Supplied records Block Start
PR #300, opened 2026-04-30
Fix search_graph name_pattern= performance: regex cache, LIKE pre-filter, cheap count

### LINKED ISSUE #254: search_graph on large datasets with name_pattern= is slow
### Problem

On a large codebase (~200K nodes), every `search_graph` call using `name_pattern=` takes **1.5–2.5s** regardless of how specific the pattern is. An exact name search is as slow as a broad regex:

search_graph(name_pattern="specificFunctionName")          → 1.5s, 70% CPU
search_graph(label="Method", name_pattern=".*Controller.*") → 2.0s, 88% CPU

Scales linearly with node count — confirmed across four projects ranging from 1K to 200K+ nodes. The `query=` (BM25) path is unaffected and fast.

### Root cause — three compounding bugs

1. `sqlite_iregexp` recompiles the regex on every row (`store.c:431`)

```c
  static void sqlite_iregexp(sqlite3_context *ctx, int argc, sqlite3_value **argv) {
      cbm_regex_t re;
      int rc = cbm_regcomp(&re, pattern, CBM_REG_EXTENDED | CBM_REG_NOSUB | CBM_REG_ICASE);
      // ...
      rc = cbm_regexec(&re, text, 0, NULL, 0);
      cbm_regfree(&re);   // ← compiled and freed for every row
  }
```

For a Method-scoped search across a large project, the pattern is compiled and freed once per node. The standard SQLite fix is `sqlite3_get_auxdata/sqlite3_set_auxdata` to cache the compiled regex for the lifetime of the statement.

2. The count query runs a full second scan (`store.c:2321`)

```c
snprintf(count_sql, sizeof(count_sql), "SELECT COUNT(*) FROM (%s)", sql);
```

The count query executes before the data query with identical WHERE conditions, so `iregexp()` fires twice for every row — doubling the already-expensive work.
 
3. `cbm_extract_like_hints` is implemented but never called (`store.c:2018, store.h:559`)
  
There is already a function that extracts literal segments from a regex pattern to build LIKE pre-filters:

```c
  int cbm_extract_like_hints(const char *pattern, char **out, int max_out);
```

For `.*Controller.*` it yields `["Controller"]`, enabling: 
`WHERE n.name LIKE '%Controller%' AND iregexp(?1, n.name)`

The `idx_nodes_name (project, name)` index can satisfy the LIKE clause and cut the regex scan to only matching rows. But `cbm_extract_like_hints` is never called from `search_where_basic` or anywhere in the search path — it is dead code.

### Suggested fixes

**Fix 1** — cache the compiled regex in `sqlite_regexp/sqlite_iregexp` using `sqlite3_set_auxdata`:

```c
cbm_regex_t *re = (cbm_regex_t *)sqlite3_get_auxdata(ctx, 0);
if (!re) {
    re = malloc(sizeof(cbm_regex_t));
    cbm_regcomp(re, pattern, CBM_REG_EXTENDED | CBM_REG_NOSUB | CBM_REG_ICASE);
    sqlite3_set_auxdata(ctx, 0, re, (void(*)(void*))regex_free_cb);
}
```

**Fix 2** — wire `cbm_extract_like_hints` into `search_where_basic` to prepend LIKE conditions before the regex clause. The function is already correct; it just needs to be called.

**Fix 3** — merge the count and data query into a single pass (e.g. `COUNT(*) OVER ()` window function) to eliminate the double scan.

**Note on `query=` mode**

`query=` (BM25/FTS5) already takes a completely separate fast path (`handle_search_graph:1318`) and is unaffected. This bug is specific to `name_pattern=` and the `cbm_store_search` code path.

### Environment

- Version: 0.6.0
- OS: Linux (Ubuntu, x86_64)
- 216,648 nodes, 661,477 edges, 509MB database (PHP monolith)

awconstable:
Fixes #254

## Root cause

Three compounding bugs caused `name_pattern=` searches to scan every node with an expensive compiled regex, regardless of how selective the pattern was:

1. `sqlite_iregexp` / `sqlite_regexp` recompiled the regex on every row — `cbm_regcomp` + `cbm_regfree` fired once per node for the full table.
2. The count query wrapped the full SELECT (including two correlated edge-count subqueries per row) in `SELECT COUNT(*) FROM (...)`, doubling the scan with identical per-row overhead.
3. `cbm_extract_like_hints` was implemented and correct but never called — the LIKE pre-filter that should cut the regex scan to only matching rows was dead code.

## Changes

**Fix 1 — regex cached per statement** (`sqlite_regexp` / `sqlite_iregexp`)  
Use `sqlite3_get_auxdata` / `sqlite3_set_auxdata` to cache the compiled `cbm_regex_t` for the lifetime of the statement. `cbm_regcomp` is now called exactly once per query, not once per row.

**Fix 2 — LIKE pre-filter wired in** (`where_add_like_hints`, `search_where_basic`)  
Wire `cbm_extract_like_hints` into `search_where_basic` via a new `where_add_like_hints` helper. For `.*Controller.*` this prepends `n.name LIKE '%Controller%'`; the `idx_nodes_name` index satisfies the LIKE clause and only matching rows reach `iregexp()`. Added `search_like_pool_t` to manage the malloc'd LIKE strings across both statement executions. `ST_SEARCH_MAX_BINDS` raised 16 → 32.

**Fix 3 — count query stripped of per-row edge subqueries**  
For the common no-degree-filter path, the count SQL is now `SELECT COUNT(*) FROM nodes n WHERE <same WHERE>` — no correlated `edges` subqueries. The degree-filter path retains the wrapped form since it needs those columns for the filter.

## Benchmark

Tested on a large PHP codebase (~200K nodes):

| Query | Before | After | Speedup |
|---|---|---|---|
| `name_pattern=.*Controller.*` | 3099ms | 508ms | **6×** |
| `name_pattern=.*Service.*` | 2006ms | 506ms | **4×** |
| `name_pattern=.*Repository.*` | 2006ms | 508ms | **4×** |
| `name_pattern=specificFunctionName` | 1506ms | 507ms | **3×** |
| `label=Method` + `name_pattern=.*get.*` | 8509ms | 509ms | **17×** |

The ~500ms floor is cold-start I/O when spawning a fresh process against a ~500MB database. In the long-running MCP server (warm file cache) the query time is sub-millisecond.

A reusable benchmark script is included at `scripts/benchmark-search-graph.sh`.

## Tests

All store search tests pass including `store_search_pagination` (offset-past-end total count), `store_search_degree_filter`, and the full `store_extract_like_hints` suite.

### DIFF
--- a/scripts/benchmark-search-graph.sh
+++ b/scripts/benchmark-search-graph.sh
@@ -1,33 +1,32 @@
 #!/bin/bash
-# benchmark-search-graph.sh — Time search_graph name_pattern= queries against the
-# running codebase-memory-mcp binary, which must already have the SIS project indexed.
+# benchmark-search-graph.sh — Time search_graph name_pattern= queries against a
+# codebase-memory-mcp binary to measure the regex / LIKE pre-filter performance.
 #
 # Usage:
-#   scripts/benchmark-search-graph.sh [binary-path]
+#   scripts/benchmark-search-graph.sh <binary-path> <project-name>
 #
-# Defaults to /usr/local/bin/codebase-memory-mcp.
+# Example:
+#   scripts/benchmark-search-graph.sh ./build/c/codebase-memory-mcp my-project
 
 set -euo pipefail
 
-BINARY="${1:-/usr/local/bin/codebase-memory-mcp}"
-PROJECT="home-ubuntu-dev-sis"
+BINARY="${1:?Usage: $0 <binary-path> <project-name>}"
+PROJECT="${2:?Usage: $0 <binary-path> <project-name>}"
 
-echo "Binary: $BINARY"
+echo "Binary:  $BINARY"
 echo "Project: $PROJECT"
 echo ""
 
-# Each benchmark case: NAME and JSON request body
 run_case() {
     local label="$1"
     local request="$2"
     local start end elapsed_ms result
 
     start=$(date +%s%3N)
-    result=$( echo "$request" | "$BINARY" 2>/dev/null || true )
+    result=$(echo "$request" | "$BINARY" 2>/dev/null || true)
     end=$(date +%s%3N)
     elapsed_ms=$(( end - start ))
 
-    # Extract match count from JSON result (nodes array length) or total field
     local count
     count=$(echo "$result" | python3 -c "
 import sys, json
@@ -36,14 +35,13 @@ try:
     content = d.get('result', {}).get('content', [{}])[0].get('text', '{}')
     obj = json.loads(content)
     print(obj.get('total', obj.get('count', '?')))
-except Exception as e:
+except Exception:
     print('?')
 " 2>/dev/null || echo "?")
 
     printf "  %-55s %5dms  (total=%s)\n" "$label" "$elapsed_ms" "$count"
 }
 
-# Build a minimal JSON-RPC call for search_graph
 sg() {
     local project="$1"
     local args="$2"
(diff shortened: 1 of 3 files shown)


DeusData:
Merged via rebase, thanks @awconstable — diagnoses are spot-on, fixes are clean, benchmarks reproduce. The auxdata caching is the canonical SQLite pattern, the LIKE pre-filter wiring is well-scoped (`search_like_pool_t` correctly handles the SQLITE_STATIC bind lifetime across both count and main statements), and the count-query split between the no-degree-filter and degree-filter paths is exactly right.

A note for anyone reading this thread later: the branch also contained the FTS5 two-step subquery fix that #302 was targeting, so #302 is now superseded — closing it as resolved.

Soft behavior note worth flagging on the FTS5 path: `BM25_INNER_LIMIT = 2000` caps the inner candidate set, so the `total` reported to callers is now bounded by 2000 (or fewer post-filter). That makes pagination beyond offset 2000 silently saturate. Practically fine for ranked search — page 100 of search results was never going to be useful — but if anyone hits it later, the constant is the place to lift.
Supplied records Block End
*What you will do*:
Scan the data above and copy every line with "void" in it.

*Response box*:
  static void sqlite_iregexp(sqlite3_context *ctx, int argc, sqlite3_value **argv) {
    sqlite3_set_auxdata(ctx, 0, re, (void(*)(void*))regex_free_cb);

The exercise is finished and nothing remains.